**Material for the task**
—————

PR #1086, opened 2026-04-23
fix: route successor groups by explicit index to avoid group-0 collision

### LINKED ISSUE #1084: `index out of bounds` error in `EntityStorage::group`
## Bug Report

`cargo-miden 0.8.x` panics during `.masp` packaging when an account component has both `StorageValue` and `StorageMap` fields.

## Environment

- **cargo-miden**: 0.8.0 and 0.8.1 (both affected)
- **miden SDK crate**: 0.12.0
- **midenc-hir**: 0.8.1 (where the panic occurs)
- **Rust toolchain**: nightly-2025-12-10
- **Platform**: macOS (Darwin 24.6.0, aarch64)

### Minimal contract

```rust
#![no_std]
#![feature(alloc_error_handler)]

use miden::*;

#[component]
struct MyAccount {
    #[storage(description = "a value slot")]
    config: StorageValue<Word>,

    #[storage(description = "a map slot")]
    board: StorageMap<Word, Felt>,
}

#[component]
impl MyAccount {
    pub fn get_config(&self) -> Word {
        self.config.get()
    }

    pub fn get_cell(&self, key: Word) -> Felt {
        self.board.get(key)
    }
}
```

### Cargo.toml

```toml
[package]
name = "my-account"
version = "0.1.0"
edition = "2021"

[lib]
crate-type = ["cdylib"]

[dependencies]
miden = { version = "0.12" }

[package.metadata.component]
package = "miden:my-account"

[package.metadata.miden]
project-kind = "account"
supported-types = ["RegularAccountImmutableCode"]
```

### Build command

```
cargo miden build --release
```

### Output

```
   Compiling my-account v0.1.0
    Finished `release` profile [optimized] target(s)
Creating Miden package .../target/miden/release/my_account.masp

thread 'main' panicked at /.../.cargo/registry/src/.../midenc-hir-0.8.1/src/ir/entity/storage.rs:180:31:
index out of bounds: the len is 1 but the index is 1
```

The `.masp` file is **not** created.

## Analysis

The panic is at `midenc-hir-0.8.1/src/ir/entity/storage.rs:180`:

```rust
pub fn group(&self, group: usize) -> EntityRange<'_, T> {
    EntityRange {
        range: self.groups[group].as_range(),  // <-- panics here
        items: self.items.as_slice(),
    }
}
```

The `GroupedEntityStore` is initialized with 1 group (default), but the code tries to access `self.groups[1]` (index 1) when processing the `StorageMap` slot. It appears the second group (for map-type slots) is never created during metadata construction.

## Observations

- **Components with only `StorageValue` fields**: build and package fine.
- **Components with only `StorageMap` fields**: not tested in isolation.
- **Components with both `StorageValue` AND `StorageMap`**: always panic during packaging.
- **Note scripts that depend on affected components**: also fail because `cargo-miden` rebuilds the dependency component first and panics there.
- **Note scripts with no component dependencies** (e.g., a no-op result carrier): build fine.
- Reordering storage fields (map first vs. last) does not help.

## Impact

This blocks building any non-trivial account component that uses both value slots and storage maps — a very common pattern (e.g., game state + board data, token metadata + balances, etc.). It prevents migration from `miden` SDK 0.10 to 0.12 for projects that use `StorageMap`.

## Workaround

None found. Both `cargo-miden` 0.8.0 and 0.8.1 use the same `midenc-hir 0.8.1` and exhibit the same panic.

greenhat:
Close #1084 

`with_successors`/`with_keyed_successors` picked their target successor
group by checking `op.successors.is_empty()`, which only inspects items.
A switch produced with no cases (e.g. when `SimplifySwitchFallbackOverlap`
collapses every case into the fallback) left the default empty group 0
in place, so the follow-up fallback call saw `is_empty` still true and
was written into group 0 instead of group 1 — later panicking in
`Switch::fallback` when the accessor indexed the missing group 1.

Pass the group index from the macro (matching `with_operands_in_group`)
and have `with_successors_in_group`/`with_keyed_successors_in_group`
use `extend_group(group_index, …)` unconditionally, so the builder and
the macro-generated accessors share the same static group numbering by
construction.


hir/src/ir/operation/builder.rs
```diff
@@ -172,7 +172,13 @@ where
         });
     }
 
-    pub fn with_successors<I>(&mut self, succs: I)
+    /// Record a successor group at `group_index`, creating intervening groups as needed.
+    ///
+    /// The explicit `group_index` mirrors [`Self::with_operands_in_group`] and ensures the group
+    /// this call commits matches the index the macro-generated accessors use. Relying on the
+    /// successor storage's `is_empty` state to pick the target group is unsound — an earlier
+    /// empty group is indistinguishable from the pristine default state.
```
bitwalker:
```suggestion
    /// this call commits matches the index the macro-generated accessors use.
```

I'd remove the part starting with "Relying on", since that's not relevant to the caller in this case.

bitwalker (approved):
LGTM - just a nit about the one doc comment, but otherwise 👍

—————

**Work instructions**
Go through the data and gather every line that holds "matches".

**Reply to the exercise**
+    /// this call commits matches the index the macro-generated accessors use. Relying on the
    /// this call commits matches the index the macro-generated accessors use.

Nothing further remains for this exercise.